N. Tolstoy: Das Haus Tolstoi. 24 Generationen russ. Gesch. 1353-1983 (a. d. Engl., 1985)
Bedeutende Vertreter:
1) Aleksej Konstantinowitsch Graf, russischer Schriftsteller, * Sankt Petersburg 5. 9. 1817, ✝ Krasnyj Rog (Gebiet Brjansk) 10. 10. 1875, Vetter von 4); schrieb neben lyrischen Gedichten, Balladen und Versepen sowie den historischen Roman »Knjaz' Serebrjanyj« (1863; deutsch u. a. als »Der silberne Fürst«). Obwohl Vertreter des L'art pour l'art, nahm er auch in satirisch-parodistischen Gedichten im Sinne eines gemäßigten humanen Konservativismus zu verschiedenen aktuellen Problemen Stellung.

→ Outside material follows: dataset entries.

PR #506, opened 2016-11-09
testing/home-assistant: new aport

fabaff:
A Home automation platform
https://home-assistant.io

### DIFF
--- a/testing/home-assistant/APKBUILD
+++ b/testing/home-assistant/APKBUILD
@@ -1,0 +1,30 @@
+# Maintainer: Fabian Affolter <fabian@affolter-engineering.ch>
+pkgname=home-assistant
+_pkgname=homeassistant
+pkgver=0.32.2
+pkgrel=0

Als sein Hauptwerk gilt die Trilogie der Zarendramen »Smert' Ioanna Groznogo« (1866; deutsch »Der Tod Iwans des Grausamen«), »Car' Fëdor Ioannovič« (1868; deutsch »Zar Feodor Joannowitsch«) und »Car' Boris« (1870; deutsch »Zar Boris«). Tolstoj veröffentlichte auch unter dem kollektiven Pseudonym Kosma Prutkow.
Autobiographische Verserzählung: Portret (1874; deutsch Das Bild).

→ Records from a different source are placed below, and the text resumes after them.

PR #507, opened 2016-11-09
community/zstd initial commit

stef:
a new and efficient compressor.


jirutka:
New packages must go to the testing repository first. The only exception is when the package is needed as a dependency for other package that is already in community or main.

Ausgabe: Sobranie sočinenij, 4 Bände (1980).
2) Aleksej Nikolajewitsch Graf, russischer Schriftsteller, * Nikolajewsk (heute Pugatschow, Gebiet Saratow) 10. 1. 1883, ✝ Moskau 23. 2. 1945; Großvater von Tatjana N. Tolstaja; Sohn eines Gutsbesitzers, begann mit realistischen Erzählungen aus dem Adelsmilieu (»Chromoj barin«, 1910; deutsch »Der hinkende Fürst«). In der Emigration (1918-23, Paris und Berlin) entstanden die autobiographische Erzählung »Detstvo Nikity« (1922; deutsch »Nikitas Kindheit«) und der von H. G. Wells beeinflusste fantastisch-utopische Roman »Aëlita« (1923; deutsch). Nach der Rückkehr in die UdSSR schloss Tolstoj sich der kommunistischen Bewegung an und schrieb meist politisch-tendenziöse Werke. Die Romantrilogie »Choždenie po mukam« (1920-41; deutsch »Der Leidensweg«) schildert die Schicksale russischer Intellektueller in den Revolutionswirren und mündet in die Anerkennung des Bolschewismus. Auf umfangreichen Quellenstudien beruht der unvollendete historische Roman »Pëtr Pervyj« (3 Bücher, 1929-45; deutsch »Peter der Erste«). Tolstoj, der stilistisch in der Tradition der russischen Realisten des 19. Jahrhunderts steht, schrieb ferner Gedichte, Novellen und Dramen (»Ivan Groznyj«, 2 Teile, 1941-43; deutsch »Iwan der Vierte«).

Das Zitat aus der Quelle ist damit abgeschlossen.